There is a number $x$ containing $1999$ digits and is divisible by $9$; if we add all digits of $x$ we get $y$ and as same adding digits of $y$ we get $z$. Find the probability that $z$ contains two digits.
My Attempt
let $y=9k \;; k\in \mathbb N$, $$y_{max}=9\times1999=17991 \qquad \qquad y_{min}=9 \qquad \qquad z_{max}=36(y=9999)$$ I have noticed one thing that for $k \in \{1,2,\dots,9 \}$ $z$ is not a double digit number.
For $k \in \{11,21,22,31,32,33,41,42,43,44,\dots,97,98,99\}$ ($45$ digits in total); $z$ is a two digit number. For rest all two digits values of $k$ number $z$ is a one digit number i.e. $9$.
For $k \in \{100, 120,130,140,150,160,170,190,200,230,240,250,260,\dots,800,890,900\}$ (i.e. Those 3 digit numbers which are $10's$ multiples of numbers not included in the privious set.) $z$ is not a two digit number.

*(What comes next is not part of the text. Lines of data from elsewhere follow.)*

PR #1928, opened 2021-01-07
Add document:deleteFields

### LINKED ISSUE #1773: Add a document:deleteFields action
## Feature description

Adds a `document:deleteFields` action that allows to remove field from a document without having to pass the entire document minus the field you want to be removed to `document:replace`

## Example usecase

You want to remove fields from a document but you don't want to pass the entire document

Creates a new method in the Elasticsearch service
Creates a new API action in the document controller

Shiranuit:
## What does this PR do ?

This PR add the a new method called deleteFields to the document controller, the goal is to give an array of fields to remove to avoid doing a replace with the whole document just to delete some fields.
Add Documentation and Tests for document:deleteFields

close #1773


features/DocumentController.feature
```diff
@@ -173,6 +173,25 @@ Feature: Document Controller
       | _id          |
       | "document-1" |
 
+  # document:deleteFields ===========================================================
+  @mappings
+  Scenario: Update document with and without returning updated document
```
rolljee, line 178: It's seem's to me that the name of the scenario does not reflect what done inside.
Also, they should be split into two distinct use case.

lib/service/storage/elasticsearch.js
```diff
@@ -822,6 +822,79 @@ class ElasticSearch extends Service {
...
+   */
+  deleteFields (
+    index,
+    collection,
+    id,
+    fields,
+    { refresh, userId=null } = {})
+  {
+    const
+      esIndex = this._getESIndex(index, collection),
```
rolljee, line 844: Nitpicking: one const per line

lib/service/storage/elasticsearch.js
```diff
@@ -822,6 +822,79 @@ class ElasticSearch extends Service {
...
+        }
+
+        debug('DeleteFields document: %o', esRequest);
+        return this._client.get(esRequest)
+          .then(({ body }) => {
+            for (let field of fields) {
+              _.unset(body._source, field);
+            }
+
+            _.set(body, '_source._kuzzle_info',
```
rolljee, line 870: If i'm not wrong, we want not to use lodash. This could be done anotherway without mutating the body object

rolljee (changes requested):

lib/service/storage/elasticsearch.js
Shiranuit: Is there a reason to avoid using lodash ?

doc/2/api/controllers/document/delete-fields/index.md
```diff
@@ -0,0 +1,96 @@
+---
+code: true
+type: page
+title: delete-fields
```
Aschen, line 4: Missing `description`

doc/2/api/controllers/document/delete-fields/index.md
```diff
@@ -0,0 +1,96 @@
...
+---
+
+## Query Syntax
+
+### HTTP
+
+```http
+URL: http://kuzzle:7512/<index>/<collection>/<documentId>/_fields[?refresh=wait_for]
+Method: DELETE
+Body: {}
```
Aschen, line 22: Nitpicking
```suggestion
Body: 
```

doc/2/api/controllers/document/delete-fields/index.md
```diff
@@ -0,0 +1,96 @@
...
+- `_version`: updated document version number
+
+```js
+{
+  "status": 200,
+  "error": null,
+  "index": "<index>",
+  "collection": "<collection>",
+  "controller": "document",
+  "action": "replace",
```
Aschen, line 86:
```suggestion
  "action": "deleteFields",
```

doc/2/api/controllers/document/delete-fields/index.md
```diff
@@ -0,0 +1,96 @@
...
+```
+
+### Other protocols
+
+```js
+{
+  "index": "<index>",
+  "collection": "<collection>",
+  "controller": "document",
+  "action": "replace",
```
Aschen, line 40:
```suggestion
  "action": "deleteFields",
```

lib/service/storage/elasticsearch.js
Shiranuit: After researching a bit more I saw a lot of script made to remove a field in a document and they are removing the field straight from the _source of the document

This comes from the ES doc (https://www.elastic.co/guide/en/elasticsearch/reference/current/docs-update.html)
```
POST test/_update/1
{
  "script" : "ctx._source.remove('new_field')"
}
```

So I was wondering, is it really a bad behaviour to mutate the body object ? If so, could you explain me why ?

lib/api/controller/document.js
```diff
@@ -559,6 +560,41 @@ class DocumentController extends NativeController {
...
+  * @returns {Promise<Object>}
+  */
+  async deleteFields (request) {
+    const id = this.getId(request);
+    const fields = this.getBodyArray(request, 'fields');
+    const userId = this.getUserId(request);
+    const refresh = this.getString(request, 'refresh', 'false');
+    const { index, collection } = this.getIndexAndCollection(request);
+
+    const modifiedRequest = await global.kuzzle.validation.validate(request, false);
```
Aschen, line 576: The validation API need the entire document content. Here the body only contains the list of fields to delete.

Since we need to rewrite the validation API, maybe we can skip it for this action for now, what do you think @scottinet ?

lib/api/controller/document.js
```diff
@@ -559,6 +560,41 @@ class DocumentController extends NativeController {
...
+      'core:storage:public:document:deleteFields',
+      index,
+      collection,
+      id,
+      fields,
+      { refresh, userId });
+
+    await this.ask(
+      'core:realtime:document:notify',
+      modifiedRequest,
```
Aschen, line 588: The notification should be done with the entire new document content

lib/service/storage/elasticsearch.js
Aschen: Yes, lodash is slow and the behavior is not explicit.

lib/service/storage/elasticsearch.js
```diff
@@ -822,6 +822,79 @@ class ElasticSearch extends Service {
...
+      .then(({ body: exists }) => {
+        if (!exists) {
+          throw kerror.get('not_found', id, index, collection);
+        }
+
+        debug('DeleteFields document: %o', esRequest);
+        return this._client.get(esRequest)
+          .then(({ body }) => {
+            for (let field of fields) {
+              _.unset(body._source, field);
```
Aschen, line 867: You should set the fields values to `undefined` instead of deleting them
```suggestion
              _.set(body._source, field, undefined);
```

lib/service/storage/elasticsearch.js
```diff
@@ -822,6 +822,79 @@ class ElasticSearch extends Service {
...
+    return this._client.exists({ id, index: esIndex })
+      .then(({ body: exists }) => {
+        if (!exists) {
+          throw kerror.get('not_found', id, index, collection);
+        }
+
+        debug('DeleteFields document: %o', esRequest);
+        return this._client.get(esRequest)
+          .then(({ body }) => {
+            for (let field of fields) {
```
Aschen, line 866:
```suggestion
            for (const field of fields) {
```

lib/service/storage/elasticsearch.js
```diff
@@ -822,6 +822,79 @@ class ElasticSearch extends Service {
...
+    };
+
+    return this._client.exists({ id, index: esIndex })
+      .then(({ body: exists }) => {
+        if (!exists) {
+          throw kerror.get('not_found', id, index, collection);
+        }
+
+        debug('DeleteFields document: %o', esRequest);
+        return this._client.get(esRequest)
```
Aschen, line 864: Avoid the usage of `then/catch` and prefer the usage of `async/await`

lib/service/storage/elasticsearch.js
```diff
@@ -822,6 +822,79 @@ class ElasticSearch extends Service {
...
+          .then(({ body }) => {
+            for (let field of fields) {
+              _.unset(body._source, field);
+            }
+
+            _.set(body, '_source._kuzzle_info',
+              _.merge(
```
Aschen, line 871: Prefer the usage of vanilla javascript when its possible

lib/service/storage/elasticsearch.js
```diff
@@ -822,6 +822,79 @@ class ElasticSearch extends Service {
...
+              body: body._source,
+              id,
+              index: esIndex,
+              refresh
+            };
+
+            assertNoRouting(newEsRequest);
+            assertWellFormedRefresh(newEsRequest);
+
+            return this._client.index(newEsRequest)
```
Aschen, line 887: Prefer `async/await`

Aschen (changes requested):

lib/service/storage/elasticsearch.js
rolljee: > Is there a reason to avoid using lodash ?

Apart from trying to stay appart from external lib as much as we can and so reduce the build size their is (from my part) not much reasons 😄 

> So I was wondering, is it really a bad behaviour to mutate the body object ? If so, could you explain why ?

From my experience of clean code mutation should be avoided.

- Mutation may lead to unexpected and hard-to-debug issues, where data becomes incorrect somewhere, and you have no idea where it happens.
- Mutation makes code harder to understand: at any time, an array or object may have a different value, so we need to be very careful when reading the code.
- Mutation of function arguments makes the behavior of a function surprising.

Shiranuit: Ok I understand now why mutations may not be desired, but in that case it seems like there is no other choice (or I might have missed it), since the only way I saw to remove a field is through the update API of ES with a script, but this adds a lot of complexity to generate a working script to remove the field that the user want to be removed, and I dont think this is the way to go, and I dont think we want the user to pass a script to update the document since we couldn't control what he could do with it.

doc/2/api/controllers/document/delete-fields/index.md
```diff
@@ -0,0 +1,95 @@
...
+
+### Optional:
+
+- `refresh`: if set to `wait_for`, Kuzzle will not respond until the new document content is indexed
+
+---
+
+## Body properties
+
+- `fields`: an array of string. Each string represent a path (see lodash path) to a specific field to remove
```
xbill82, line 66:
```suggestion
- `fields`: an array of string. Each string represents a path (see [lodash path](https://lodash.com/docs/4.17.15#toPath)) to a specific field to remove
```

lib/service/storage/elasticsearch.js
```diff
@@ -822,6 +822,77 @@ class ElasticSearch extends Service {
     }
   }
 
+  /**
+   * Delete fields of a document and replace it
+   *
+   * @param {String} index - Index name
+   * @param {String} collection - Collection name
+   * @param {String} id - Document id
+   * @param {Array}  fields - Document fields
```
xbill82, line 831:
```suggestion
   * @param {Array}  fields - Document fields to be removed
```

xbill82 (approved):
Nitpicking

lib/service/storage/elasticsearch.js
```diff
@@ -822,6 +822,77 @@ class ElasticSearch extends Service {
...
+
+    try {
+      const { body: exists } = await this._client.exists({ id, index: esIndex });
+
+      if (!exists) {
+        throw kerror.get('not_found', id, index, collection);
+      }
+
+      debug('DeleteFields document: %o', esRequest);
+      const { body } = await this._client.get(esRequest);
```
scottinet, line 864: You can simply get the document, and let the error formatter do its job: it'll return a proper "document not found" error. This'll avoid doing a check request through the network for nothing:

```suggestion
      debug('DeleteFields document: %o', esRequest);
      const { body } = await this._client.get(esRequest);
```

lib/service/storage/elasticsearch.js
```diff
@@ -822,6 +822,77 @@ class ElasticSearch extends Service {
...
+      assertNoRouting(newEsRequest);
+      assertWellFormedRefresh(newEsRequest);
+
+      await this._client.index(newEsRequest);
+
+      return {
+        _id: id,
+        _source: body._source,
+        _version: body._version
+      };
```
scottinet, line 890: The version you return in your response is the one of the document you got from ES, before the fields are deleted. You need to get the new version from ES' response:

```suggestion
      const { body: updated } = await this._client.index(newEsRequest);

      return {
        _id: id,
        _source: updated._source,
        _version: updated._version
      };
```

scottinet (changes requested):

doc/2/api/controllers/document/delete-fields/index.md
```diff
@@ -0,0 +1,95 @@
+---
+code: true
+type: page
+title: delete-fields
```
Aschen, line 4: Page title must match method name
```suggestion
title: deleteFields
```

doc/2/api/controllers/document/delete-fields/index.md
```diff
@@ -0,0 +1,95 @@
...
+- `fields`: an array of string. Each string represents a path (see [lodash path](https://lodash.com/docs/4.17.15#toPath)) to a specific field to remove
+
+---
+
+## Response
+
+Returns an object containing updated document information, with the following properties:
+
+- `_id`: document unique identifier
+- `_source`: new document content
```
Aschen, line 75: Maybe we could add a `source` option to this method like for the `document:update` method so Kuzzle will return the body only if asked.

What do you think?

lib/service/storage/elasticsearch.js
```diff
@@ -822,6 +822,71 @@ class ElasticSearch extends Service {
...
+  {
+    const esIndex = this._getESIndex(index, collection);
+    const esRequest = {
+      id,
+      index: esIndex,
+    };
+
+    // metadata
+    const _kuzzle_info = {
+      author: getUserId(userId),
```
Aschen, line 851: The `author` property should not be updated since the `deleteFields` action is considered as an update.

lib/service/storage/elasticsearch.js
```diff
@@ -822,6 +822,71 @@ class ElasticSearch extends Service {
...
+      debug('DeleteFields document: %o', esRequest);
+      const { body } = await this._client.get(esRequest);
+
+      for (const field of fields) {
+        _.set(body._source, field, undefined);
+      }
+
+      body._source._kuzzle_info = Object.assign(
+        body._source._kuzzle_info || { createdAt: Date.now() },
+        _kuzzle_info);
```
Aschen, line 866: Prefer the new deconstruction syntax like:
```
const newObj = { ...oldObj, value: 42 };
```
But also here you don't need to put the current metadata in you request, ES will perform an update of the metadata you provide (`updater` and `updatedAt`) Look [here](https://github.com/kuzzleio/kuzzle/blob/master/lib/service/storage/elasticsearch.js#L601) for an example

Aschen (changes requested):
Also you should add the corresponding unit tests to your PR

lib/service/storage/elasticsearch.js
Shiranuit: Does ES do an update of the metadata even if the whole document is replaced ?

doc/2/api/controllers/document/delete-fields/index.md
Shiranuit: This could reduce the network load is the user doesn't need to get the new document, I will add an option for that

lib/service/storage/elasticsearch.js
Aschen: Oh yes you're right, I forgot that this was a replace. Then yes you need to pass the existing metadata object enriched with the `updater` and `updatedAt` properties

scottinet (approved):

Aschen:
@Shiranuit You need to add the corresponding unit tests to your PR

rolljee (approved):

doc/2/api/controllers/document/delete-fields/index.md
```diff
@@ -0,0 +1,95 @@
...
+
+### Optional:
+
+- `refresh`: if set to `wait_for`, Kuzzle will not respond until the new document content is indexed
+- `source`: if set to `true`, the response will contain the new updated document
+---
+
+## Body properties
+
+- `fields`: an array of string. Each string represents a path (see [lodash path](https://lodash.com/docs/4.17.15#toPath)) to a specific field to remove
```
Leodau, line 66:
```suggestion
- `fields`: an array of strings. Each string represents a path (see [lodash path](https://lodash.com/docs/4.17.15#toPath)) to a specific field to remove
```

features/DocumentController.feature
```diff
@@ -173,6 +173,25 @@ Feature: Document Controller
       | _id          |
       | "document-1" |
 
+  # document:deleteFields ===========================================================
+  @mappings
+  Scenario: Delete fields of a document returning the document without the specified fields
```
Leodau, line 178: The scenario name has two names in one?

test/api/controller/document.test.js
```diff
@@ -1030,6 +1030,78 @@ describe('DocumentController', () => {
...
+      should(kuzzle.ask).be.calledWith(
+        'core:storage:public:document:deleteFields',
+        index,
+        collection,
+        'foobar',
+        content.fields,
+        { userId: null, refresh: 'false' });
+    });
+
+    it('should returns the entire document with source: true', async () => {
```
Leodau, line 1093:
```suggestion
    it('should return the entire document with source: true', async () => {
```

Leodau (changes requested):
Good job!

test/api/controller/document.test.js
```diff
@@ -1030,6 +1030,78 @@ describe('DocumentController', () => {
     });
   });
 
+  describe('#deleteFields', () => {
+    let content;
```
Aschen, line 1034: (Really nitpicking)
As far as I understand, this variable represents the request body so maybe the name `body` would be more appropriate

Aschen (approved):

Leodau (approved):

For rest all 3 digit vlues of $k$ $z$ is a two digit number.
For, $k\in \{1000,1200,1300,1400,1500,1600,1700,1800,1900\}$ ; $z$ is not two digit number.
So I get total $(9+45+45+9)=108$ values of $k$ for which $z$ is not a two digit number.
Probability=$\frac {1999-108}{1999}={1891\over1999} \approx 0.946$ but a very simple answer is given $2\over3$. Where am I wrong in approaching this question? Please help.